Problem to solve: Scan the records for the string "resolved", then copy each line that has it.

[Collected data entries]
PR #379, opened 2026-05-09
Oliverek/dev 1103 post mortem management

OlivierTrudeau:
Postmortem Management — Agent-Powered Generation with Versioning

Replaces the old Celery-based postmortem generator with a full agent session that has access to connected tools (Slack, etc.) to gather human context before writing.

What it does:

Postmortem generation runs as a background agent chat session with access to Slack tools for reading incident-related conversations
Versioning: every generation creates a version, users can view history and restore any previous version
Regeneration: users can regenerate at any time; the UI shows proper loading state (persists across page refresh)
System action: "Generate Postmortem" appears in the Actions settings as a built-in action that auto-triggers on incident resolution. Users can edit instructions or restore defaults.
Slack skill: added SKILL.md + list_slack_channels, get_channel_history, get_thread_replies tools for the agent to investigate conversations during postmortem writing

## Summary by CodeRabbit

* **New Features**
  * System actions: “System” badges, protected from deletion, and a “Restore Default” button for built-in instructions.
  * Postmortem: Regenerate workflow with a “Regenerate” button, version history, and version restore.
  * Slack integration: list channels, view channel history, and fetch thread replies.

* **Improvements**
  * Create/edit form disables edits for system actions and adds a resolved timing option for incident triggers.
  * Postmortems now auto-trigger when incidents are resolved.


damianloch:
@coderabbitai

server/chat/backend/agent/tools/slack_tool.py
```diff
@@ -0,0 +1,225 @@
...
+        return json.dumps({
+            "status": "ok",
+            "channel_id": channel_id,
+            "thread_ts": thread_ts,
+            "messages": formatted,
+            "count": len(formatted),
+        })
+
+    except ValueError as e:
+        return json.dumps({"error": f"Slack API error: {e}"})
```
isiddharthsingh, line 225: The get_thread_replies function must be converted to an async function and refactored to use the run_slack_tool(...) pattern instead of manually calling get_slack_client_for_user and client._make_request; change the signature to async def get_thread_replies(...), validate limit (max(1,min(limit,200))) as before, then implement an inner synchronous or async _do(client) callback that invokes the Slack API (conversations.replies with channel, ts, limit), formats messages via _format_message, and returns the same JSON payload ({status, channel_id, thread_ts, messages, count}); finally call and return await run_slack_tool(user_id=user_id, tool_name="get_thread_replies", params={...}, _do=_do) so authentication, error handling and logging are handled by the shared runner instead of the current try/except and manual client checks. Ensure you remove direct get_slack_client_for_user and logger.exception usage and preserve

damianloch:
@coderabitai review

server/chat/backend/agent/tools/slack_tool.py
```diff
@@ -0,0 +1,225 @@
...
+        return json.dumps({
+            "status": "ok",
+            "channel_id": channel_id,
+            "messages": formatted,
+            "count": len(formatted),
+        })
+
+    except ValueError as e:
+        if "not_in_channel" in str(e):
+            return json.dumps({"error": f"Bot is not a member of channel {channel_id}. The bot must be invited to the channel first."})
```
isiddharthsingh, line 177: get_channel_history currently sync and manually fetches a client; convert it to async and adopt the run_slack_tool() pattern so auth and error handling are centralized. Change get_channel_history to async, remove direct calls to get_slack_client_for_user and the try/except that checks connectivity, and instead implement a small inner async callback (e.g., _do(client)) that uses client._make_request("GET", "conversations.history", params), calls _iso_to_slack_ts and _format_message as before, and returns the same JSON payload; then return await run_slack_tool(user_id, "get_channel_history", _do, ...) so run_slack_tool handles logging and errors uniformly. Ensure limit bounds and the response shape ("status","channel_id","messages","count") remain unchanged.

server/chat/backend/agent/tools/slack_tool.py
```diff
@@ -0,0 +1,225 @@
...
+
+        return json.dumps({
+            "status": "ok",
+            "channels": result,
+            "total": len(result),
+        })
+
+    except Exception as e:
+        logger.exception("[SlackTool] Failed to list channels")
+        return json.dumps({"error": f"Failed to list Slack channels: {e}"})
```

Expected answer:
  * Create/edit form disables edits for system actions and adds a resolved timing option for incident triggers.
  * Postmortems now auto-trigger when incidents are resolved.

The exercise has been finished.